■ PROBLEM REQUIREMENTS: Going down the data below, set down exactly the line with "But since the" and each line after it through the line with "There is no"; no other lines.

╭─ EXERCISE DATA

PR #321, opened 2022-02-26
Fix behaviour around closing the socket if the onConnect handler throws

airhorns:
The JSDoc comment for the onConnect handler outlines behaviour that makes sense to me -- if the context can't be set up, we close the socket and send an error to the client. I couldn't find anything that actually implemented that though, so I added the behaviour. My test was failing before I added this change, so I think maybe the behaviour was just lost at some point.


airhorns:
Hm, I may have misunderstood exactly where this error handling is supposed to be as it seems like the tests for the `use` handlers are breaking. My project is using a custom mount of the `makeServer` object as opposed to one of the helpers from `use` so we can layer in some custom stuff of our own. Is there a way to push the `onConnect` error handling into `makeServer` instead of each binding having to recreate it?

enisdenjo:
The core server functionality has no opinions about error handling, and should never have. Close codes within `makeServer` are protocol-centric; meaning, it uses those specified in the [GraphQL over WebSocket Protocol](https://github.com/enisdenjo/graphql-ws/blob/master/PROTOCOL.md) and some relevant to it (like the [`CloseCode.SubprotocolNotAcceptable`](https://github.com/enisdenjo/graphql-ws/blob/8ef68b57f309881cd822879b77e74d68c580d365/src/server.ts#L566-L570)).

Everything in the `use/` folder is an implementation of the Protocol and therefore adds additional complexity and handles common exceptions, like throwing errors in unlikely places. (This is why there are tests failing now.)

The two are separate worlds, `makeServer` is ultra bare including just the Protocol logic, while `use/*` is much more complex and real-world ready. Combine this with the unopinionated error handling - this is why you don't see any try/catch statements in `makeServer` (literally). ["Server usage with ws" recipe](https://github.com/enisdenjo/graphql-ws#ws) might be helpful for visualising.

Anyone implementing `graphql-ws` through `makeServer` should use the `onMessage` callback argument for catching and handling all possible errors. [This is possible because the complete execution is wrapped inside `onMessage` (with the exception of the `onClose` hook if the subprotocol is invalid).](https://github.com/enisdenjo/graphql-ws/blob/8ef68b57f309881cd822879b77e74d68c580d365/src/server.ts#L590-L837) Straight from the [`onMessage` docs](https://github.com/enisdenjo/graphql-ws/blob/master/docs/interfaces/server.WebSocket.md#onmessage):

> All operations requested from the client will block the promise until completed, this means that the callback will not resolve until all subscription events have been emitted (or until the client has completed the stream), or until the query/mutation resolves.
>
> Exceptions raised during any phase of operation processing will reject the callback's promise, catch them and communicate them to your clients however you wish.

TL;DR: wrapping quite literally all hooks that the server offers with try/catch blocks (as you did in this PR) is equivalent to:
```ts
import { makeServer } from 'graphql-ws';

const server = makeServer({ schema });

const closed = server.opened(
  {
    ...
    onMessage: (cb) => {
      ...
      socket.on('message', async (event) => {
        try {
          // wait for the the operation to complete
          // - if init message, waits for connect
          // - if query/mutation, waits for result
          // - if subscription, waits for complete
          await cb(event.toString());
        } catch (err) {
          // all errors that could be thrown during the
          // execution of operations will be caught here
          socket.close(CloseCode.InternalServerError, err.message);
        }
      });
    },
    ...
  },
  ...
);
```

With this in mind, polluting the core with try/catch blocks (if `onConnect` has it, why not every other hook?) and forcing an `InternalServerError` close code on _all_ users is a no-go. Sorry, but I hope you understand.

P.S. Those remarks you're mentioning in the `onConnect` (on throw, close) are leftovers from before, when `graphql-ws` tightly integrated with `ws` and had no `makeServer` ([pre v2.0.0](https://github.com/enisdenjo/graphql-ws/compare/v1.14.0...v2.0.0)). They're still completely true if using anything from `use/*`, but not true for the pure `makeServer`; maybe we should drop them from the docs instead? 🤔

PR #361, opened 2022-05-12
Add a hint if you use grqphql-ws in jest test

Samox:


enisdenjo:
This information is extraneous. There is already a ["Client usage in Node" recipe](https://github.com/enisdenjo/graphql-ws#node-client) and the error message when a WebSocket implementation is missing is super explanatory:
https://github.com/enisdenjo/graphql-ws/blob/9ba15d0373d0e28f02e043d9f112358e85bfd845/src/client.ts#L532-L534.

PR #375, opened 2022-06-30
fix: add support for TypeScript from an ESM project

jeevcat:
In a ESM project using TypeScript, I am unable to import types correctly.

I have followed the suggestions recommended here: https://stackoverflow.com/questions/72457791/typescript-packages-that-ship-with-mjs-and-d-ts-but-without-d-mts-how-to-i


enisdenjo (approved):
Great stuff, thanks!

PR #400, opened 2022-09-14
feat: cache for parsing and validating

mezykr:


enisdenjo:
Thanks for this! However, a cache like this is something that can be implemented in user-land.

I want to keep the core as minimal as possible, so everything that can be built on top should not be included in the core. Less code = less maintenance.

You're very welcome to push a PR where you add this cache implementation as a recipe in the readme!

PR #406, opened 2022-09-21
fix: reorder types in package.json exports

shahyar:
This puts the `"types"` of every export in `package.json` to be the first entry in the object. Without this, import resolution fails in `nodenext` and `node16` modes.


enisdenjo (approved):
Thanks!

Issue #3031, opened 2021-09-22
[TASK] Ensure valid cache ids


dkd-friedrich:
**What should be done in the scope of this task?**

Solr extensions are hooking into the DataHandler observing record changes and 
partly these hooks are using the TwoLevelCache and the DataHandler record ids 
to cache already processed elements.

As the NEW ids processed by the DataHandler can be set by extensions and may be invalid
for the usage with the cache frontend, we should sanitize the ids to avoid exceptions.

PR #3032, opened 2021-09-22
[TASK] Ensure valid cache ids

dkd-friedrich:
# What this pr does

Ensures that the cache id used in the TwoLevelCache is compatible with the  FrontendInterface::PATTERN_ENTRYIDENTIFIER.

# How to test

Run the integrations test to be sure the TwoLevelCache still works like expected

Resolves: #3031


dkd-kaehm (approved):
:+1:

PR #3038, opened 2021-09-27
[BUGFIX] Respect TCA setting of 'tstamp' field

jschlier:
# What this pr does
When updating a tracked, localisable item in the Solr queue the TCA setting for the "tstamp" / last updated on field ist not evaluated.
This leads to an exception with records that use a non-default name for this database field.

This PR changes this behaviour to use the TCA settings for the `$itemType`.

# How to test
Add (or change) a custom record that is configured for Solr to use a non-default name for this field. E.g:
```php
$GLOBALS['TCA'][$table]['ctrl']['tstamp'] = 'updated_on';
```
Then you can test this exception and the fix before and after applying this small change.

Fixes: TYPO3-Solr#3037

### DIFF
--- a/Classes/Domain/Index/Queue/QueueItemRepository.php
+++ b/Classes/Domain/Index/Queue/QueueItemRepository.php
@@ -289,7 +289,7 @@ class QueueItemRepository extends AbstractRepository
             $queryBuilder = GeneralUtility::makeInstance(ConnectionPool::class)->getQueryBuilderForTable($itemType);
             $queryBuilder->getRestrictions()->removeAll();
             $localizedChangedTime = $queryBuilder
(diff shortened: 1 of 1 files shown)


dkd-friedrich (changes requested):
Thanks for the adjustment, sounds reasonable to me in general.

In the PR, however, 2 different variables were used by mistake, `$timeStampField` and `$tStampField`. Please check.

jschlier:
Oh. My bad - I quickly fixed this typo.

dkd-kaehm:
We want the ports into release-11.1.x and release-11.0.x

dkd-friedrich (approved):
Thx! LGTM

dkd-friedrich:
> We want the ports into release-11.1.x and release-11.0.x

I've prepared the backports

- #3039
- #3040

PR #3068, opened 2021-10-19
[BUGFIX] changed from always picking the 0 array value to pick always…

Fanor51:
Hello, 

we got the issues that we have TYPO3 pages were the default language ist disabled in the site config. With this settings we cant use the TYPO3 BE Module "Core Optimization" because there always was showing up an exception (Call to a member function getAdminService() on null). 

With this little fix we prevent the hard access on the default language solr settings (uid 0) and use instead the first in the connection array. 

In our example "$this->selectedSolrCoreConnection" got only the key [8]=> ...  (language uid) and we don´t have 0.

What is your opinion about that?

Best Regard
Fabio

### DIFF
--- a/Classes/Controller/Backend/Search/AbstractModuleController.php
+++ b/Classes/Controller/Backend/Search/AbstractModuleController.php
@@ -384,7 +384,7 @@ abstract class AbstractModuleController extends ActionController
         if (empty($solrCoreConnections)) {
             return;
         }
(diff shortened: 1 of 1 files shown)


dkd-kaehm (approved):
Thanks for Fixing that Issue.
We want back ports into 
* release-11.5.x
* release-11.2.x 
* ~~release-11.1.x~~
* ~~release-11.0.x~~

PR #3070, opened 2021-10-22
[BUGFIX] Hierarchy facet items containing dashes cannot be unset

tmaroschik:
If you try to apply the hierarchy facet to a path of UUIDs instead of integers the facet can be selected, but not unselected anymore. This happens because the HierarchyFacetParser assumes that every value containing a dash is one that already contains the depth param. Which is not the case when dealing with uuids like `/228d03bf-de44-4fcd-91fd-6ab05175fefc/901d43ca-28cf-4dbd-983d-ac96a0930530/a3f94d07-30fe-4ad1-a0cf-b5082db3aa94/`.

This fix introduces a check that matches the value against the depth param pattern.


simouel:
I would like to see this patch merged as well
:)

dkd-kaehm:
@tmaroschik, @simouel  
We want the unit or integration test case for that.
The description with steps to reproduce is missing.
Could you add a test case?

Issue #2235, opened 2019-02-01
Garbage collector ignores records translations


dogawaf:
Hi

Scenario:
- a record is created in default language (gb)
- it is now in the index queue, and after indexing, in solr's core_gb
- the record is localized in the other language (fr)
- it is updated in the index queue, and after indexing, in solr's core_gb and core_fr

All is fine.

Now : 
- I hide the localized record
- the garbage collector does not remove the record from core_fr
- I hide the record in default language
- the garbage collector removes the record from both core_gb and core_fr

IMHO, the garbage collector should manage properly operations on overlayed records.

internezzo-prod:
It seems the issue is that in  https://github.com/TYPO3-Solr/ext-solr/blob/master/Classes/GarbageCollector.php#L251 collectGarbage is called using the localized of the record.
But since the records are indexed using the uid of the default-language-record, nothing is removed...

PR #3078, opened 2021-10-24
[BUGFIX] Remove hidden translated record in index

christophlehmann:
# What this pr does

Takes care about removing translated record in index. It also remove the superflous `@return` since it's not used anywhere

# How to test

Hide a translation of a record. The translation is not in index anymore

Fixes: #2235


dkd-kaehm:
@christophlehmann, thanks. 
Closed, because already merged in #3149 and it is a part of main:
https://github.com/TYPO3-Solr/ext-solr/commit/1b76421159bd8c666ec6f1242be41ef11d09ee5b

Issue #3094, opened 2021-11-05
Installation script failed because of missing mirror


premar:
**Describe the bug**
Install script cant be executed because mirror is missing.

**To Reproduce**
./ext-solr/Resources/Private/Install/install-solr.sh

```
Starting installation of Apache Solr with the following settings:
Install Mode: Development                                    
Solr Version: 8.9.0                                    
Installation Path: /opt/solr                           
Port: 8983                                               
Checking requirements.
ERROR couldn't ping Apache download mirror, try again using wget
ERROR Also couldn't reach the Apache download mirror using wget. Please check your internet connection.
Please install all missing requirements or fix any other errors listed above and try again.
```

**Expected behavior**
Installation of Solr

**Additional context**
https://github.com/TYPO3-Solr/ext-solr/blob/b8a800265fade592444b2eea6094c084004b864f/Resources/Private/Install/install-solr.sh#L15

There is no A-Record for mirror.dkd.de anymore?

dkd-dobberkau:
Apache Software Foundation has ceased to distribute its releases thru the mirrors. I will check if this way to install apache solr is still updated.

juergen-venne:
So what is the recommended alternative way to install solr in this context?

dkd-kaehm:
@premar Please test the script
from #3100 pull request.

The PR was inspired by original Apache Solr Dockerfile. https://github.com/docker-solr/docker-solr/blob/b786d89646823e5250368cb25fa2f55fdc50ec7e/8.9/Dockerfile#L29-L31

premar:
@dkd-kaehm looks good to me. Could download and install solr with the new script. Therefore the problem is resolved for me, thank you for the adjustments.

PR #3100, opened 2021-11-18
[TASK] Replace mirrors for Apache Solr binaries on install-solr.sh

dkd-kaehm:
The installation script is fixed and marked as not recommended variant of setting up Apache Solr server.

Fixes: #3094


dkd-kaehm:
We want a back ports for following branches:
* release-11.5.x
* release-11.1.x
* release-11.0.x

Issue #3108, opened 2021-11-22
[BUG] Solr response 400 ("Bad request") due to illegal characters?


kitzberger:
**Describe the bug**

A 400 ("Bad request") response from solr doesn't seem to be handled as an error but leads to the indexing queue being stuck at where it's at.

**To Reproduce**

We've got the following config for `tx_news_domain_model_news` records:

```
plugin.tx_solr.index.queue.tx_news_domain_model_news.fields {
      ....
      teaser = teaser

      content = SOLR_CONTENT
      content {
        cObject = COA
        cObject {
          10 = TEXT
          10 {
            field = bodytext
            noTrimWrap = || |
          }

          20 = SOLR_RELATION
          20 {
            localField = content_elements
            foreignLabelField = bodytext
            singleValueGlue = | |
          }
        }
      }
      ...
}
```

The error can only be seen after adding an `else` into `EXT:solr/Classes/IndexQueue/Index.php->indexItem()`:

```php
            if ($response->getHttpStatus() == 200) {
                $itemIndexed = true;
            } else {
                var_dump($item);
                var_dump($itemDocument);
                var_dump($response);
                throw new Exception('Solr Response: ' . $response->getHttpStatusMessage(), 1637318787);
            }
```

Here's the error message:
```
Error adding field 'content'='lorem ipsum' msg=Multiple values encountered for non multiValued copy field teaser: lorem ipsum"
```

I can only assume that it's gotta be related to that part of `general_schema_fields.xml`:

```xml
	<copyField source="content" dest="teaser" maxChars="300" />
```

**Expected behavior**

The indexing failure should be properly logged as an error and the item thus skipped on subsequent runs.

**Used versions:**
 - TYPO3 Version: 9 and 10
 - EXT:solr Version: 11.0.x
 - Used Apache Solr Version: 8.2.0
 - PHP Version: 7.4.0

dkd-friedrich:
After a brief check this issue is not related to #2903.

`IndexService` will mark failed items if an exception is thrown, but not if the item just isn't indexed. An item not being indexed is valid, since other conditions like the start time are considered and may prevent indexing for the time of the index run. 

If an item is not indexed due to it's start time a retry is required. But if indexing fails due to a Solr issue, the item should be marked as failed to prevent that further indexing is blocked. Indexing also might be blocked if there are many items which can not be indexed right now due to their start time, but this should be discussed separately.

dkd-friedrich:
[...]

PR #3109, opened 2021-11-22
Handle solr responses != 200

kitzberger:
# What this pr does

This make sure that a non 200 response from solr is handled as a proper error. This patch is considered as a workaround rather than the actual solution. I leave that to the pro's ;-)

# How to test

Make solr return a status 400 and nothing should happen to the index queue item. Then apply this patch and the item should be handled as an error and subsequent runs should be processing the next items in line.

Related: #3108

### DIFF
--- a/Classes/IndexQueue/Indexer.php
+++ b/Classes/IndexQueue/Indexer.php
@@ -191,6 +191,8 @@ class Indexer extends AbstractIndexer
             $response = $this->solr->getWriteService()->addDocuments($documents);
             if ($response->getHttpStatus() == 200) {
                 $itemIndexed = true;
+            } else {
+                throw new Exception('Solr Response: ' . $response->getHttpStatusMessage(), 1637318787);
             }
         } catch (HttpException $e) {
             $response = new ResponseAdapter($e->getBody(), $httpStatus = 500, $e->getStatusMessage());


dkd-kaehm:
@kitzberger 
Thanks for reporting and advice.
It seems the exceptions are caught in `IndexService`

https://github.com/TYPO3-Solr/ext-solr/blob/03080d4d55eeb9d50b15348f445d23e57e34e461/Classes/Domain/Index/IndexService.php#L127-L138

The newly added exception will not interrupt the indexing process, and the error message will be delegated to the index queue item. That is fine to not to interrupt the process, but that all is at least strange, because
the `Solarium//HttpException` exception, which is caught in next lines after your change, should be thrown on 400+ status codes. See description of `Solarium//HttpException`  :
 
https://github.com/solariumphp/solarium/blob/5b2cc069b30bd990e9130e7a3b8c54ce4b1fe04a/src/Exception/HttpException.php#L12-L27

See example:

https://github.com/solariumphp/solarium/blob/090c447cdab59051191f936cbaec905752bcc7b1/src/Core/Query/Result/Result.php#L58-L75

---

IMHO we should inspect the try-catch block and why is HttpException not thrown on 400+.

dkd-friedrich:
I am closing this PR as the problem has been resolved in the meantime, see https://github.com/TYPO3-Solr/ext-solr/pull/3539

Issue #3126, opened 2021-12-15
[BUG] SearchUriBuilder always adds `tx_solr.filter`


rengaw83:
**Describe the bug**

Since https://github.com/TYPO3-Solr/ext-solr/commit/45a45f4af53a92959b46cf1f7849a852c76713a4 the `&tx_solr[filter]=` parameter is added to each URI from the SearchUriBuilder, even if it was not set beforehand.

The following line forces the creation of `tx_solr.filter` in arguments, since the arguments array is handled as reference.
```php
$this->sortFilterParametersIfNecessary($previousSearchRequest, $arguments['tx_solr']['filter']);
```

**To Reproduce**
Steps to reproduce the behavior for facet links:
(bug exists for all links created by SearchUriBuilder)
1. Configure facets for tx_solr
2. Change the pluginNameSpace to `sitesearch`
4. See `&tx_solr[filter]=` in the generated facet URI's

**Expected behavior**
1. The SearchUriBuilder should check the configured namespace before he calls `sortFilterParametersIfNecessary`
2. The SearchUriBuilder should check if `$arguments['tx_solr']['filter']` is already set or not before `sortFilterParametersIfNecessary` call was performed.
Currently, if `namespace.filter` does not exists already, it will be created since `$filterArguments` is handled as reference.

**Used versions (please complete the following information):**
 - TYPO3 Version: 10.4.21
 - EXT:solr Version: 11.1.2
 - PHP Version: 7.4

dkd-kaehm:
@rengaw83 
Thanks for fixing that issue.
Please re-push to all pull requests, to trigger the builds.

rengaw83:
Hi @dkd-kaehm,
have created PR for 11.5 branch in #3137 (ty for fast version correction in title ;)).
PR for 11.1 was repushed in #3128.
PR for main was rebased and repushed in #3127. But build generally don't seem to work so far?
Let me know if there is still something i can do.

dkd-kaehm:
@rengaw83 
Thanks for the fixes. 
I'll merge all the PRs after successful build on 11.1.

PR #3127, opened 2021-12-15
[Bugfix] Prevent unwanted filter parameters from being generated (main)

rengaw83:
The following line forces the creation of `tx_solr.filter` in arguments, since the arguments array is handled as reference and do not observe `pluginNamespace` configuration:
```php
$this->sortFilterParametersIfNecessary($previousSearchRequest, $arguments['tx_solr']['filter']);
```

This PR fixes the folowing issues:
1. `tx_solr.filter` are only sorted if present in arguments array
2. `tx_solr.filter` are not forced to be created anymore
3. namespace configuration is observed 

Fixes: #3126 for main.

Fixes: #3126 for main.
See #3128 for v11.1 (TYPO3 10).

### DIFF
--- a/Classes/Domain/Search/Uri/SearchUriBuilder.php
+++ b/Classes/Domain/Search/Uri/SearchUriBuilder.php
@@ -118,7 +118,7 @@ class SearchUriBuilder
 
         $arguments = $persistentAndFacetArguments + $additionalArguments;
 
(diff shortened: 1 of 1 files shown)


dkd-kaehm (approved):
Thanks for the fix.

╰─

■ WRITTEN ANSWER:
But since the records are indexed using the uid of the default-language-record, nothing is removed...

PR #3078, opened 2021-10-24
[BUGFIX] Remove hidden translated record in index

christophlehmann:
# What this pr does

Takes care about removing translated record in index. It also remove the superflous `@return` since it's not used anywhere

# How to test

Hide a translation of a record. The translation is not in index anymore

Fixes: #2235


dkd-kaehm:
@christophlehmann, thanks. 
Closed, because already merged in #3149 and it is a part of main:
https://github.com/TYPO3-Solr/ext-solr/commit/1b76421159bd8c666ec6f1242be41ef11d09ee5b

Issue #3094, opened 2021-11-05
Installation script failed because of missing mirror


premar:
**Describe the bug**
Install script cant be executed because mirror is missing.

**To Reproduce**
./ext-solr/Resources/Private/Install/install-solr.sh

```
Starting installation of Apache Solr with the following settings:
Install Mode: Development                                    
Solr Version: 8.9.0                                    
Installation Path: /opt/solr                           
Port: 8983                                               
Checking requirements.
ERROR couldn't ping Apache download mirror, try again using wget
ERROR Also couldn't reach the Apache download mirror using wget. Please check your internet connection.
Please install all missing requirements or fix any other errors listed above and try again.
```

**Expected behavior**
Installation of Solr

**Additional context**
https://github.com/TYPO3-Solr/ext-solr/blob/b8a800265fade592444b2eea6094c084004b864f/Resources/Private/Install/install-solr.sh#L15

There is no A-Record for mirror.dkd.de anymore?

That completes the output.